Don't You Forget About Glee
The "feasibility" restriction is an important one because there are so many go to cube formats that just aren't possible on MTGO. One of my favorite Cubes is played with Type Four rules. Obviously, Type Four is never going to be feasible on MTGO, but there are other restrictions that aren't so obvious. The first is the lack of multiplayer. No multiplayer tournaments means there's no possibility of recreating any form of conspiracy draft through a cube, even if those cards existed online. That leads to the second point that you're constantly double checking MTGO legality for certain older cards or cards from conspiracy sets. Trying to check which cards are available required loading cube lists into  MTGGoldfish as decks, checking to see if there were card discrepancies between the paper and digital lists. I'm sure there are better ways, and I would really appreciate hearing about them in the comments. Finally, there were even cards on MTGO that weren't eligible. The biggest disappointment was that Vanguard cards like Momir Vig apparently can't be included in a cube. These would have provided an interesting, conspiracy like effect for players if they were feasible. Even worse was that the ONLY silver bordered card actually on MTGO couldn't be played: Gleemox. That said, 
Simonot Timothée's Twisted Color Pie pushes some cube limits in an interesting way by pushing the card choices in interesting and unusual directions.

Replayability

The aspect of replayability was the hardest to judge because the time limit makes it very difficult to test a cube in any reasonable way. Especially when a cube/set is going to be subjected to a player base like MTGO for three-four weeks in a league format. In retrospect, league format is the real killer here. In a standard draft pod, if one archetype is overpowered it might dominate when its open and fall apart when too many players try to force it. In a league format, the best archetype winds up being the third round "final boss" a disproportionate amount of the time because the pods where it's open it's going to be too good. That means that it's probably safer to go with a lower power variance between cards in the cube. I think you saw this reflected in the recent changes made to the Legacy cube, as well as several of the choices for the cube finalists.

The Method to My Madness

To compete in the contest, I got together with a group of friends and brainstormed potential ideas for themes. The result was a seven cubes that we could divy up to submit individually. In the next few blog posts I'll profile some of the design choices made for specific cubes. I'm happy to show off more than one, but low interest cubes might come up later.

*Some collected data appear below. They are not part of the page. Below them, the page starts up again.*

PR #5788, opened 2022-03-15
Fetch all hit counts at the same time

jcmorrow:
This pairs with https://github.com/RecordReplay/backend/pull/4899 to fetch all hit counts for a source in one go, and without fetching actual Point data, just a straight hit-count. This makes it possible to do things like https://github.com/RecordReplay/backend/issues/4750. In addition to adding the ability to call the new protocol endpoint, we have a few supporting changes:

- adds an experimental flag for turning this feature on. This feature only works on new recordings that support fetching hit counts for locations in batches
- this caches based on the sourceID, and on the current trim begin and end, so that we will refetch whenever the user changes focus
- in order to make that work I've made the action that fetches the hitcounts for the whole file run on every line hover. We use a memoizable action to short circuit most of the time, so we only fetch the hitpoint counts once for each combination of source and focus window, but anytime any of those change a line hover will fetch the latest hit count

https://user-images.githubusercontent.com/5903784/159845411-e270be48-1416-4801-8f60-e96593fd2b1b.mp4

### DIFF
--- a/src/devtools/client/debugger/src/actions/sources/breakableLines.js
+++ b/src/devtools/client/debugger/src/actions/sources/breakableLines.js
@@ -4,28 +4,28 @@
 
 //
 
-import { getSourceActorsForSource, getBreakableLines } from "../../selectors";
-import { setBreakpointPositions } from "../breakpoints/breakpointPositions";
-import { loadSourceActorBreakableLines } from "../source-actors";
-
-function calculateBreakableLines(positions) {
-  const lines = [];
-  for (const line in positions) {
-    if (positions[line].length > 0) {
-      lines.push(Number(line));
-    }
-  }
-
-  return lines;
-}
+import { getSourceActorsForSource } from "../../selectors";
+import {
+  loadSourceActorBreakableLines,
+  loadSourceActorBreakpointHitCounts,
+} from "../source-actors";
 
 export function setBreakableLines(cx, sourceId) {
-  return async (dispatch, getState, { client }) => {
-    let breakableLines;
+  return async (dispatch, getState) => {
     const actors = getSourceActorsForSource(getState(), sourceId);
 
     await Promise.all(
       actors.map(actor => dispatch(loadSourceActorBreakableLines({ id: actor.id, cx })))
+    );
+  };
+}
+
+export function setBreakpointHitCounts(sourceId) {
+  return async (dispatch, getState) => {
+    const actors = getSourceActorsForSource(getState(), sourceId);
+
+    await Promise.all(
+      actors.map(actor => dispatch(loadSourceActorBreakpointHitCounts({ id: actor.id })))
     );
   };
 }
--- a/src/devtools/client/debugger/src/reducers/source-actors.js
+++ b/src/devtools/client/debugger/src/reducers/source-actors.js
@@ -51,6 +51,14 @@ export default function update(state = initial, action) {
       state = updateBreakpointColumns(state, action);
       break;
 
+    case "SET_SOURCE_ACTOR_BREAKPOINT_HIT_COUNTS":
+      state = updateBreakpointHitCounts(state, action);
+      break;
+
+    case "set_trim_region":
+      state.values = clearBreakpointHitCounts(state);
+      break;
+
     case "SET_SOURCE_ACTOR_BREAKABLE_LINES":
       state = updateBreakableLines(state, action);
       break;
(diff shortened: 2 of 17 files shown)


src/devtools/client/debugger/src/reducers/source-actors.js
```diff
@@ -101,6 +105,31 @@ function updateBreakableLines(state, action) {
...
 }
 
+function updateBreakpointHitCounts(state, action) {
+  const value = asyncActionAsValue(action);
+  if (value.state === "pending") {
+    return state;
+  }
+
+  const hitCountsMap = value.value.hits.reduce((acc, { location, hits }) => {
+    acc[location.line] = { ...(location.line || {}), [location.column]: hits };
```
markerikson, line 115: :hand: Strictly speaking I don't think we have to make a copy here. We're starting with a fresh `acc` object and providing new empty objects inside the loop. That means it _is_ safe to literally mutate those line objects inside of this reducer, because they're brand new.  Not sure on the _actual_ perf cost here, but I think this would technically be a bit faster:

```ts
if (!acc[location.line]) {
  acc[location.line] = {}
}

acc[location.line][location.column] = hits;
return acc;
```

(yes I hate the "fill in a default value" logic here - really wish JS had an equivalent of Python's `defaultdict` type)

src/devtools/client/debugger/src/actions/sources/breakableLines.js
```diff
@@ -4,28 +4,28 @@
...
-import { getSourceActorsForSource, getBreakableLines } from "../../selectors";
-import { setBreakpointPositions } from "../breakpoints/breakpointPositions";
-import { loadSourceActorBreakableLines } from "../source-actors";
+import { getSourceActorsForSource } from "../../selectors";
+import {
+  loadSourceActorBreakableLines,
+  loadSourceActorBreakpointHitCounts,
+} from "../source-actors";
 
-function calculateBreakableLines(positions) {
```
jcmorrow, line 11: It looks a little weird to be replacing this function with a function that does a totally different thing, but that's just a trick of the diff - this was unused code.

jcmorrow:
The things I want to fix before putting this up for a final review are:

- Mark's feedback on the data munging (which can definitely be improved 😂 )
- Add focus section to the things that will query/requery hitCounts (so if we change the focus we should requery for this stuff, because the hitcounts will be different)
- Feature-flag (and maybe also by linker capability) whether we get the hitCounts this way or via the old analysis route.
- Make sure actually *setting* breakpoints still works 😄

jcmorrow:
Actually, let's just feature-flag this, I'll fix everything else after that 😄

src/devtools/client/debugger/src/reducers/source-actors.js
```diff
@@ -101,6 +105,31 @@ function updateBreakableLines(state, action) {
   return updateResources(state, [{ id: sourceId, breakableLines: value }]);
 }
 
+function updateBreakpointHitCounts(state, action) {
+  const value = asyncActionAsValue(action);
+  if (value.state === "pending") {
+    return state;
+  }
+
+  const hitCountsMap = value.value.hits.reduce((acc, { location, hits }) => {
```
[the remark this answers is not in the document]
jcmorrow: That's a good question. This returns one entry for each possible breakpoint in a file. For a small file, that's probably a couple dozen, for a large file, potentially thousands or maybe even tens of thousands.

src/devtools/client/debugger/src/reducers/source-actors.js
jcmorrow: yeah, your aversion to the `if` is exactly why I did it this way, but you're right, we should try not to make thousands of copies for no reason!

src/devtools/client/debugger/src/reducers/source-actors.js
```diff
@@ -101,6 +105,31 @@ function updateBreakableLines(state, action) {
...
+    acc[location.line] = { ...(location.line || {}), [location.column]: hits };
+    return acc;
+  }, {});
+
+  const lineHitCountMap = Object.keys(hitCountsMap).reduce((acc, line) => {
+    const columns = hitCountsMap[line];
+    acc[line] = columns[Math.min(...Object.keys(columns).map(Number))];
```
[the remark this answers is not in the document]
jcmorrow: yeah, it's actually probably a little cleaner to do this in the first reduce, but this is an interesting way to optimize in JS that I had never heard of before, so I'm glad you mentioned it!

src/ui/hooks/settings.ts
```diff
@@ -97,6 +98,7 @@ function convertUserSettings(data: any): ExperimentalUserSettings {
     enableEventLink: settings.enableEventLink,
     enableTeams: settings.enableTeams,
     showReact: settings.showReact,
+    liveCodeAnalysis: settings.liveCodeAnalysis,
```
jcmorrow, line 101: not sure if this is right, I'm just following the pattern here.

src/devtools/client/debugger/src/reducers/source-actors.js
```diff
@@ -101,16 +109,53 @@ function updateBreakableLines(state, action) {
...
+
+  if (!hasResource(state, sourceId)) {
+    return state;
+  }
+
+  return updateResources(state, [{ id: sourceId, breakpointHitCounts: hitCountsMap.hits }]);
+}
+
+function clearBreakpointHitCounts(state) {
+  const withoutBreakpointHitCounts = makeReduceAllQuery(
```
markerikson, line 142: :hand: FWIW I personally find this particular function a bit confusing / hard to read.  (Then again, I also just searched the codebase for `makeReduceAllQuery` and discovered the set of "make cached resource" functions for the first time, so I had no clue those existed until 2 minutes ago :)  )

BTW, as a side note: now that we've got Redux Toolkit in the codebase, we've got Immer available to us, which we can use to simplify any immutable update logic.  I started to see what this snippet might look like with Immer and decided it isn't as helpful here because we're converting the array into a lookup table anyway, but FYI that it's available for other spots where we're doing immutable updates.

markerikson (approved):
Don't have enough codebase context yet to comment on the sources changes specifically, but seems generally good at first glance

src/devtools/client/debugger/src/reducers/source-actors.js
jcmorrow: haha, two things: *I* had never seen this function before last night, and I could not agree more. I know how map reduce works, but I still just like sat scratching my head and looking at it for ten minutes. But I wanted to follow the established patterns as much as I could, so I'm sticking with it until we can do an overhaul on this reducer. And *yes* to immer, I have not used it a ton, but where I have it's been great, excited to have that on this project.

Let me know in the comments which of these cubes you'd like to see first:
  • The Yuuuge Cube (Hand Size Matters)
  • Cube of Fire and Ice (UR Cube)
  • The Vegan Cube (No Creatures)
  • The Doubling Doubling Cube Cube (Clone Cube)
  • Venta Black Cube (Mono Black) 
  • HULK CUBE (MONO GREEN)
  • Cube of Death (Graveyard Cube)




5 comments:

  1. Vegan, Yuge, and Venta seem the most appealing offhand.

    ReplyDelete
  2. Did any other artisans submit cubes?

    ReplyDelete
    Replies
    1. I submitted an uncommon-only cube. It was an interesting exercise and I enjoyed it (and am beginning to build it in real life), but I never expected it to go anywhere as I was just building it for the contest meaning there was no opportunity for the play-refine-test feedback loop.

      Delete
  3. Hulk Cube!

    I do have to wonder about a format that pushes every player into the same colors or archetypes.

    ReplyDelete
    Replies
    1. As a long time player of Type 4, that is certainly something I have thoughts about.